Je monte aussi parce que le vélo en montagne donne le plaisir des sens. En voiture, vous n'avez que l'image ; pas n'importe laquelle : une image trop rapide, un peu comme un film muet du début du siècle. A vélo, vous avez une image nette, parfaite par rapport à l'autre. En plus de l'image, vous avez le son et les odeurs. L'oreille écoute le cliquetis du riou et la chanson du vent. L'œil, émerveillé, découvre et apprécie les crêtes incomparables. Les parfums variés et diffus vous enivrent de joie...

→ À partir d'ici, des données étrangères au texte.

PR #2034, opened 2021-04-05
Renamed `Azure::Nullable<T>::GetValue()` to `Value()`.

ahsonkhan:
This rename makes `Nullable<T>` consistent with other Core types like `Operation<T>` and the C++ `Optional<T>`

https://en.cppreference.com/w/cpp/utility/optional/value
https://github.com/Azure/azure-sdk-for-cpp/blob/a7fdea42e65435c354e64c862f8490e410aef0e2/sdk/core/azure-core/inc/azure/core/operation.hpp#L82

### DIFF
--- a/sdk/core/azure-core/CHANGELOG.md
+++ b/sdk/core/azure-core/CHANGELOG.md
@@ -14,6 +14,7 @@
   - `SetHeader(uint8_t const* const first, uint8_t const* const last)`.
   - `GetMajorVersion`.
   - `GetMinorVersion`.
+- Renamed `Azure::Nullable<T>::GetValue()` to `Value()`.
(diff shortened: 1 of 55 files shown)


JeffreyRichter (approved):

ahsonkhan:
@RickWinter, @antkmsft any feedback or review on https://github.com/Azure/azure-sdk-for-cpp/pull/2034​​​​​​​ before I merge it?

RickWinter (approved):

antkmsft (approved):
I prefer `Get...()` and `Create...()` but I guess our SDK is no longer uniform about that, and we don't have a guideline for that, and I'd prefer if we had one; But as of this change, I am fine with it, given that there's no such naming guideline.

RickWinter:
> I prefer `Get...()` and `Create...()` but I guess our SDK is no longer uniform about that, and we don't have a guideline for that, and I'd prefer if we had one; But as of this change, I am fine with it, given that there's no such naming guideline.

Value is idiomatic to STL in C++.  This change was about standardizing on Value.  If there are placing that aren't standardized we need to fix them.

Tous ces plaisirs sensuels sont simples et vrais. C'est toute cette simplicité qui justement donne sa dimension à l'effort consenti. La joie de l'effort est à lui-même sa propre récompense.

Quelle grande joie, quel grand plaisir lorsque arrivé au sommet d'un col, je m'attarde durant quelques instants pour communier avec cette nature. J'entre pour quelques instants dans son intimité, celle peut-être de son Créateur. Ces moments de plénitude pour un temps que le sablier ne peut comptabiliser et que le papier-monnaie ne peut permettre d'acquérir sont sains et gratuits. Ils touchent à celui du Grand Lama au bord du Nirvanha...

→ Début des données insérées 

PR #2050, opened 2021-04-06
remove all usage of AppendQueryParameters

Jinming-Hu:
# Pull Request Checklist

- [x] Doxygen docs
- [x] Unit tests
  - [x] PR is single purpose
  - [x] Related issue listed
- [x] Comments in source
- [x] No typos
- [x] Update changelog
- [x] Not work-in-progress
- [x] Self review of PR done
- [x] Any breaking changes?

### DIFF
--- a/sdk/storage/azure-storage-common/src/storage_credential.cpp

Mon rêve, c'est de bientôt pouvoir partir en montagne avec mes trois fils, âgés actuellement respectivement de 10, 6 et 5 ans...
Vous comprendrez aisément que le temps consacré au vélo en montagne est des plus limité. Pour ces raisons, j'avoue être fier de pouvoir actuellement me joindre à la grande confrérie du Club des 100 Cols au sein duquel j'ose espérer que vous voudrez bien me compter à l'avenir.